ABSTRACT
Glioblastoma (GBM) ranks among the most lethal of human cancers. Standard-of-care therapies offer only
palliation and molecularly targeted treatments have shown little benefit for patients. The failure to achieve
tumor control is partly due to the presence of GBM stem cells (GSCs). These stem-like cells self-renew and
differentiate into diverse cell types within the tumor, generating intratumoral heterogeneity and contribute to
angiogenesis and immune escape. Although the impact of GSCs remains controversial, defining their
molecular regulation may offer novel therapeutic paradigms to improve the clinical care of patients afflicted
with GBMs and other brain tumors.
We and others have found that GSCs are distinguished from their differentiated progeny and normal neural
stem cells at multiple levels of regulation, including transcription, epigenetic, epitranscriptomics, translational,
and post-translational mechanisms. In preliminary studies, GSCs display enhanced protein synthesis relative
to differentiated progeny and neural stem cells, suggesting that efficient mRNA translation may contribute to
tumorigenesis. During translation, tRNAs decipher genetic codes by base pairing with mRNA codons and
transfer the corresponding amino acids to the growing peptide chain. Post-transcriptional tRNA modifications
regulate their translational functions, which are cell-type specific and influenced by environmental cues.
Aberrant modifications alter tRNAs stability, structure, and folding to restrict or expand decoding.

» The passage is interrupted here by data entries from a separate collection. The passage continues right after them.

PR #9163, opened 2025-09-13
[Containerapp] `az containerapp function`: Add function key management commands

khushishah513:
---

### General Guidelines

For new extensions:

### About Extension Publish

### DIFF
--- a/src/containerapp/HISTORY.rst
+++ b/src/containerapp/HISTORY.rst
@@ -4,6 +4,10 @@ Release History
 ===============
 upcoming
 ++++++
+* 'az containerapp function list-keys': List function keys for a specific function in a container app
+* 'az containerapp function update-keys': Update specific function key for a specific function in a container app
+* 'az containerapp function list-hostkeys': List host keys for a container app
+* 'az containerapp function update-hostkeys': Update specific host key for a container app
 * 'az containerapp update/up': Disallow changing `--revisions-mode` to Labels.
 * 'az containerapp session code-interpreter': Fix `--path` in examples
 * 'az containerapp sessionpool create/update': Support `--lifecycle-type` and `--max-alive-period`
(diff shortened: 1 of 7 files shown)


yonzhan:

src/containerapp/HISTORY.rst
```diff
@@ -4,6 +4,10 @@ Release History
 ===============
 upcoming
 ++++++
+* 'az containerapp function list-keys': List function keys for a specific function in a container app
+* 'az containerapp function update-keys': Update specific function key for a specific function in a container app
+* 'az containerapp function list-hostkeys': List host keys for a container app
+* 'az containerapp function update-hostkeys': Update specific host key for a container app
```
krishnajaju, line 10: please review these commands from Nitesh/Deep as well.

krishnajaju, line 10: we also have master key and system keys. Instead of adding separate commands for each type of keys, can we follow the same approach as that of [`az functionapp keys`](https://learn.microsoft.com/en-us/cli/azure/functionapp/keys?view=azure-cli-latest#az-functionapp-keys-list) and [`az functionapp function keys`](https://learn.microsoft.com/en-us/cli/azure/functionapp/function/keys?view=azure-cli-latest)

My suggestion is to have only one command that handles all kinds of function keys, following the az functionapp conventions.

>az containerapp function keys list/delete/set --key-type {functionKeys, hostKey, masterKey, systemKeys} [--function-name] {} [--key-name] {} [--key-value] {}

- if keyType is `functionKeys`, --function-name becomes mandatory parameter, else it is optional.
- keyType is mandatory parameter
- list --> to view all keys with given keyType
- delete --> delete a key with given keyType and keyName (keyName required only when keyType is functionKeys. Is it possible to delete master key, host key in case of other Functions SKUs using `az functionapp keys` command?
- set --> add new key or update existing key. (Only update operation supported in host and master key. Add or update supported in functionKeys)
- function-name, key-name and key-value parameters will be applicable only in certain combination of commands.

krishnajaju: Reference - https://learn.microsoft.com/en-us/azure/azure-functions/function-keys-how-to?tabs=azure-portal#understand-keys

This proposal focuses on a currently understudied area of tRNA modification in GBMs. Comparing expression
profiles of disease-related tRNA-modifying enzymes, I identified differentially expressed tRNA-modifying
enzymes and marks in patient-derived GBM surgical samples and cultures. As selected amino acids serve
as co-factors for tRNA modifications, I hypothesize that dietary restriction of amino acids can reprogram the
tRNA landscape. Indeed, in preliminary studies genetic targeting of tRNA modification enzymes or amino
acid restriction reduced GSC proliferation, self-renewal, and in vivo tumor growth. tRNA modifications can
specifically target a subset of tRNAs, so I also hypothesize that altered tRNA modifications change
homeostasis of tRNA pools and lead to codon-biased reprogramming of translation that drive oncogenic
processes in GBM. To test this hypothesis, I will use mass spectrometry to detect changes in tRNA
modifications and ribosome profiling to understand downstream proteomic changes upon tRNA enzyme
knockdown and diet restriction. Collectively, this proposal will provide molecular insights into roles of tRNA
modifications in cancer stem cell maintenance and inform development of novel therapies for GBM.